С тех пор по городу гулял он смело. Любил забраться в самый верхний ярус, откуда от базара шла стена — руины укреплений Сасанидов, тянувшихся от моря до предгорий, — чтоб в самом узком месте схорониться от урагана волжского хазар: широкие безбровые их лица, с по-женски длинным волосом — как прапор, накатывались с Севера не для того, чтоб воевать богатых, но чтобы богатство уничтожить (хаос работает, как Бог — на сохраненье). Прогулка его шла по каменным уступам обрушенной границы. Спустившись в море, оглянулся в гору: стена змеей стекала, и качался амфитеатр города, срываясь со шварта, как бугай мирской — за телкой.

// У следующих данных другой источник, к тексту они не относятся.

Issue #50, opened 2013-10-04
all_there? does not use optional implicit waits


tmertens:
Presently, all_there? is not implemented to use the new capybara implicit waits.

luke-hill:
Closing in favour of PR/s

Issue #49, opened 2013-10-04
all_there? should be recursive


tmertens:
Presently all_there? only checks if the direct child elements of a page or section are present on the page, but does not ensure that all required descendant elements of those child elements are also present.

luke-hill:
Hi @tmertens You'll notice I've been bumping a few tickets recently and getting peoples input.

Can this and #48 be looked at and closed. I believe there is a PR tidying up `all_there?` slightly which will be merged soon.

luke-hill:
Will see if the demand for this is high enough. Have refactored this area recently though

Issue #48, opened 2013-10-04
all_there? assumes all subelements are always present


tmertens:
The all_there? method expects all elements in a container to always be present.  However, there are often page elements and entire sections which are displayed on the page depending on some condition or action of the user.

Examples:
- Error Message(s)
- Page sections which appear/disappear based on user interaction.
- Modal (Lightbox) Windows
- All descendant sections/elements of aforementioned 'sections'.

It is necessary to have a way of flagging certain elements as optional so that they and any of their descendants do not cause the "all_there?" check against an ancestor element to fail.

Given the page:

``` ruby
class LoginPage < SitePrism::Page
  class LoginForm < SitePrism::Section
    element :password_field, '#password'
    element :username_field, '#username'
    element :submit_button, 'button[type="submit"]'
  end

  class NoticeWindow < SitePrism::Section
    element :notice, ".notice"
    element :alert, ".alert"
  end

  set_url "/login"
  set_url_matcher /login/

  # Page content
  section :login_form, LoginForm, "#loginform"
  element :logo, 'img.logo'
  section :notice_window, NoticeWindow, ".notice-window"
end
```

It is obvious that login_form and logo should be present on page load, and that password_field, username_field, and submit_button should also be present; however, notice_window and/or its subelements should only be present/displayed when a warning or notice must be displayed on the page such as after an invalid login.

So, presuming the required fields described above are present on page load, the following should succeed, but does not:

``` ruby
page = LoginPage.new
page.load
page.should be_all_there #=> all_there? returns false and fails validation
```

Do you have any thoughts on how to proceed with a change to implement this?  I've implemented such a mechanism in a testing framework I worked on previously; however, each element was its own object with its own 'required' flag, whereas in SitePrism, individual elements are simply instantiated as a method call to Capybara and held in the containing section/page as a string in the mapped_items array.

IMO each element should be its own object and respond to `element#required?`, which defaults to true but can be set to false for stateful elements.

luke-hill:
Hi @tmertens You'll notice I've been bumping a few tickets recently and getting peoples input.

Can this and #49 be looked at and closed. I believe there is a PR tidying up `all_there?` slightly which will be merged soon.

luke-hill:
Closing as fixed - Released in site_prism `v2.11`

PR #129, opened 2015-09-24
Implement new Loadable behavior for pages and sections

tmertens:
@natritmeyer 

This PR adds a fully backwards compatible feature I call 'load validations' to SitePrism which we have been using internally for a while now with great success.  It provides a common abstraction for dealing with asynchronous behavior on pages, which can be a significant source of intermittent failures due to waiting for elements to be displayed.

Сестренку схоронили в полдень. На закате он вышел из дому, оставив мать с соседкой. На пляже долго не засиживался. Перед уходом взял на колени камень. Внимательно всмотрелся, вынул ключ и что-то процарапал. Сдунул крошки. Затем из сумки вытряхнул все книжки.

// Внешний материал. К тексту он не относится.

PR #130, opened 2015-09-24
Support older versions of Capybara with default_wait_time.

### LINKED ISSUE #128: Capybara.default_max_wait_time is not backwards compatible
I see there have been some recent changes to use `Capybara.default_max_wait_time` in place of `Capybara.default_wait_time`, but this change is backwards incompatible with older versions of capybara.

I think ideally all references to this should be abstracted to one place, such as `SitePrism::Waiter. default_wait_time` with a more forgiving method definition to handle both the new and deprecated Capybara configuration syntaxes in a backwards-compatible way.

tmertens:
This fixes #128.  It also updates the tests for `SitePrism::Waiter` to reflect the new behavior and makes other general improvements to the tests for that class.

This PR was verified against our acceptance test suite which currently uses Capybara 2.4.4 and fails when run against the SitePrism master branch.

### DIFF
--- a/lib/site_prism/element_container.rb
+++ b/lib/site_prism/element_container.rb
@@ -99,7 +99,7 @@ module SitePrism
       method_name = "has_#{element_name}?"
       create_helper_method method_name, *find_args do
         define_method method_name do |*runtime_args|
-          wait_time = SitePrism.use_implicit_waits ? Capybara.default_max_wait_time : 0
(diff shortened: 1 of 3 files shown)


tmertens:
Fixed up the rubocop warnings from the original commit, build is passing now.

natritmeyer:
Thanks :)

PR #537, opened 2016-04-08
New rule: jsx-spread-operator-position

jseminck:
A rule we want to enforce in our project is consistent position when using spread operator as a prop in JSX components.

Камень уложил — бережно, как ребенка.

С макушки снял кипу — распорядитель всучил на кладбище — сказал: так надо, — на книги бросил, а заколку к брючине второй приладил у прищепки.

Потом — на дознании — пляжный сторож добавит:

— Еще заметил я, что, уходя, он криво как-то улыбнулся — не мне, скорей — себе, он был задумчив: сморщив щеку — недобро, странно, но, может быть, мне показалось.

Да, сестренка на опознании улыбалась: шрам, отмытый с виска через щеку.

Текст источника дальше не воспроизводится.